To be physically “in” the United States is not the same as being lawfully “in” the United States, and the word “in” in the Citizenship Clause may well mean both physically and lawfully “in” the United States.  Many post-1868 cases support that view.  See, e.g., U.S. v. Tu Joy, 198 U.S. 253 (1905): “The petitioner, although physically within our boundaries, is to be regarded as...stopped at the limit of our jurisdiction and kept there while his right to enter was under debate.”  Or see Zartarian v. Billings, 204 U.S. 170 (1907): “Never having legally landed, of course [he] could not have dwelt within the United States."  Or see Kaplan v. Tod, 267 U.S. 228 (1925) (“The appellant could not lawfully have landed in the United States. . . and until she legally landed ‘could not have dwelt within the United States’”).  Or see Leng May Ma v. Barber, 357 U.S. 185 (1958): “We conclude that petitioner's parole did not alter her status as an excluded alien or otherwise bring her ‘within the United States’ in the meaning of § 243 (h)."  This is all very similar to the ancient diplomatic doctrine of quasi extra territorium (Latin: “as if outside the territory”).

This is not to say that the words “subject to the jurisdiction thereof” do not provide a textual way to resolve the matter.  All I’m saying is that the word “in” could perhaps resolve it too.  There are a lot of subtleties here, not least of which is that being within a legal jurisdiction is not always the same as being within a territorial jurisdiction, which in turn is not always the same as being physically within a territory.

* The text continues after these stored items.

PR #3418, opened 2026-07-16
fix(EC-1912): validate in-toto statement type in bundle attestation path

BohdanMar:
`ProvenanceFromBundlePayload` accepted any `_type` value in in-toto statements, unlike the SLSA-specific parsers which reject unknown types. This adds the same validation to the bundle path — accept `v0.1` and `v1`, reject anything else.

Defense-in-depth only — the `attestation_type` policy rule already catches this at evaluation time.

Jira: [EC-1912](https://redhat.atlassian.net/browse/EC-1912) | Ref: [EC-1838](https://redhat.atlassian.net/browse/EC-1838)


st3penta (approved):
lgtm

PR #3423, opened 2026-07-18
chore(deps): Pin Go builder image by digest

### LINKED ISSUE #3358: Pin Go builder image in Dockerfile by digest
## Summary
Track a follow-up hardening change to pin the Go builder image in `Dockerfile` by digest instead of using only the mutable `docker.io/library/golang:1.26.3` tag.

## Rationale
The current build stage image reference is tag-only, which makes rebuilds less reproducible and weakens supply-chain hardening. The repository already uses digest-pinned base images in related container definitions (for example, `Dockerfile.dist`), so this would align the main `Dockerfile` with that pattern.

## Affected area
- `Dockerfile`

## Requested change
Update the build stage `FROM` instruction to pin the Go image by digest, e.g.:
- from: `docker.io/library/golang:1.26.3`
- to: `docker.io/library/golang:1.26.3@sha256:<resolved-digest>`

Keep the change localized to the builder `FROM` line unless additional supporting updates are required.

## Acceptance criteria
- The Go builder image in `Dockerfile` is pinned by digest.
- The referenced digest matches the intended `golang:1.26.3` image variant used by this build.
- The change is made in a follow-up commit or PR, not as part of #3357.

## Backlinks
- Follow-up requested by @simonbaird
- PR: https://github.com/conforma/cli/pull/3357
- Review comment: https://github.com/conforma/cli/pull/3357#discussion_r3477893391

iRayans:
Pins the Go builder image by digest, matching Dockerfile.dist and the final image in this file.
Digest taken from the manifest list, so all platforms in `BUILD_LIST` still resolve. Other FROM in this file is already pinned.
Fixes #3358

### DIFF
--- a/Dockerfile
+++ b/Dockerfile
@@ -16,7 +16,7 @@
 
 ## Build
 
-FROM docker.io/library/golang:1.26.3 AS build
+FROM docker.io/library/golang:1.26.3@sha256:2d6c80227255c3112a4d08e67ba98e58efd3846daf15d9d7d4c389565d881b1a AS build
 
 ARG TARGETOS
 ARG TARGETARCH


st3penta:
Checked with:
```
$ skopeo inspect docker://docker.io/library/golang:1.26.3 | jq -r .Digest
sha256:2d6c80227255c3112a4d08e67ba98e58efd3846daf15d9d7d4c389565d881b1a

$ make build-image
...

$ make verify-image
...
```

Confirmed working. Thanks @iRayans!

st3penta (approved):

PR #548, opened 2023-12-06
bugfix: set theme cookie maxAge so it's not a session cookie

xHomu:
Without max age, the cookie would disappear after the current session.


kentcdodds (approved):
Thanks!

PR #550, opened 2023-12-07
Add error boundary for edit note route

rajeshg:
1. Added an error boundary so that '/users/kody/notes/<UNKNOWN ID>/edit' results in the correct response. Without this user is shown the following error message - 'No user with the username "kody" exists'
**Before:**
image

**After:**
image

2. Updated packages to the latest (vite, prisma etc)

## Checklist

- [x] Tests updated
- [ ] Docs updated


kentcdodds (changes requested):
Thanks for this! Your PR updates all the dependencies and I prefer to do that in a separate PR or by my self. Could you reduce the things this PR does to one thing?

rajeshg:
Reverted changes to package.json

kentcdodds (approved):
Thank you!

PR #553, opened 2023-12-08
Fix Tiny Spelling Error

jjhiggz:
Fixed spelling error, it said "suing" which is a valid word, but should be "using"

## Checklist

- [ ] Tests updated
- [X] Docs updated

## Screenshot

See Code changed (It's one word)


kentcdodds (approved):
Thanks!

Pre-1868 evidence about the word “in” would be useful.  If there is legitimate doubt about the question, then that counsels against any court overturning otherwise-valid statutes that address the matter.  But the matter should only be considered doubtful once interpretive rules have failed to yield clarity.  See John McGinnis: “the practice of liquidation confirms that for the Framers, clarification of unclear text through interpretive rules comes before any obligation of judicial clarity comes into play” (thanks to Will Baude for the pointer).